Below is information to help you better understand how to run your impulses in C++ applications. For more details, see the specific C++ library tutorials.

Input to the run_classifier function

The input to the run_classifier function is always a signal_t structure with raw sensor values. This structure has two properties:
  • total_length - the total number of values. This should be equal to EI_CLASSIFIER_DSP_INPUT_FRAME_SIZE (from model_metadata.h). E.g. if you have 3 sensor axes, 100Hz sensor data, and 2 seconds of data this should be 600.
  • get_data - a function that retrieves slices of data required by the DSP process. This is used in some DSP algorithms (like all audio-based ones) to page in the required data, and thus saves memory. Using this function you can store (f.e.) the raw data in flash or external RAM, and page it in when required.
F.e. this is how you would page in data from flash: 
// this is placed in flash
const float features[300] = { 0 };

// function that pages the data in
int raw_feature_get_data(size_t offset, size_t length, float *out_ptr) {
    memcpy(out_ptr, features + offset, length * sizeof(float));
    return 0;
}

int main() {
    // construct the signal
    signal_t signal;
    signal.total_length = 300;
    signal.get_data = &raw_feature_get_data;
    // ... rest of the application
If you have your data already in RAM you can use the signal_from_buffer function to construct the signal: 
float features[30] = { 0 };
signal_t signal;
numpy::signal_from_buffer(features, 30, &signal);
// ... rest of the application
The get_data function expects floats to be returned, but you can use the int8_to_float and int16_to_float helper functions if your own buffers are int8_t or int16_t (useful to save memory). E.g.: 
const int16_t features[300] = { 0 };

int raw_feature_get_data(size_t offset, size_t length, float *out_ptr) {
    return numpy::int16_to_float(features + offset, out_ptr, length);
}

int main() {
    signal_t signal;
    signal.total_length = 300;
    signal.get_data = &raw_feature_get_data;
    // ... rest of the application

Signal layout for time-series data

Signals are always a flat buffer, so if you have multiple sensor data you’ll need to flatten it. E.g. for sensor data with three axes: 
Input data:
Axis 1:  9.8,  9.7,  9.6
Axis 2:  0.3,  0.4,  0.5
Axis 3: -4.5, -4.6, -4.8

Signal: 9.8, 0.3, -4.5, 9.7, 0.4, -4.6, 9.6, 0.5, -4.8

Signal layout for image data

The signal for image data is also flattened, starting with row 1, then row 2 etc. And every pixel is a single value in HEX format (RRGGBB). E.g.: 
Input data (3x2 pixel image):
BLACK RED  RED
GREEN BLUE WHITE

Signal: 0x000000, 0xFF0000, 0xFF0000, 0x00FF00, 0x0000FF, 0xFFFFFF
We do have an end-to-end example on constructing a signal from a frame buffer in RGB565 format, which is easily adaptable to other image formats, see: example-signal-from-rgb565-frame-buffer.

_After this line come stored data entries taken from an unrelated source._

PR #8174, opened 2016-03-16
mon/MonClient: make authenticate timeout more reliable

liewegas:
The LibRadosMiscConnectFailure.ConnectFailure test occasionally
fails with a .000001 timeout.  I'm pretty sure it's because this
cond always manages a signal queued by the time it goes to wait,
or gets a signal before the deadline.

Fix by adding an outter check as well so that we'll error out
regardless of the queued signal vs timeout check order in the
cond.

This is my best theory as to what is going on, at least... I don't
see any other way we'd get a success with the timeout set.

Directly quantize image data

If you’re doing image classification and have a quantized model, the data is automatically quantized when reading the data from the signal to save memory. This is automatically enabled when you call run_impulse. To control the size of the buffer that’s used to read from the signal in this case you can set the EI_DSP_IMAGE_BUFFER_STATIC_SIZE macro (which also allocates the buffer statically).

Static allocation

To statically allocate the neural network model, set this macro:
  • EI_CLASSIFIER_ALLOCATION_STATIC=1
You can easily control where the tensor arena is allocated by defining the EI_TENSOR_ARENA_LOCATION macro, specifying .where_to_allocate. This is particularly useful for large size requirements and when the target has external RAM: For example:
  • EI_TENSOR_LOCATION="<.where_to_allocate>" - Here, <.where_to_allocate> can be a memory region such as “.sram,” depending on your target’s linker file.
Additionally we support full static allocation for quantized image models. To do so set this macro:
  • EI_DSP_IMAGE_BUFFER_STATIC_SIZE=1024
Static allocation is not supported for other DSP blocks at the moment.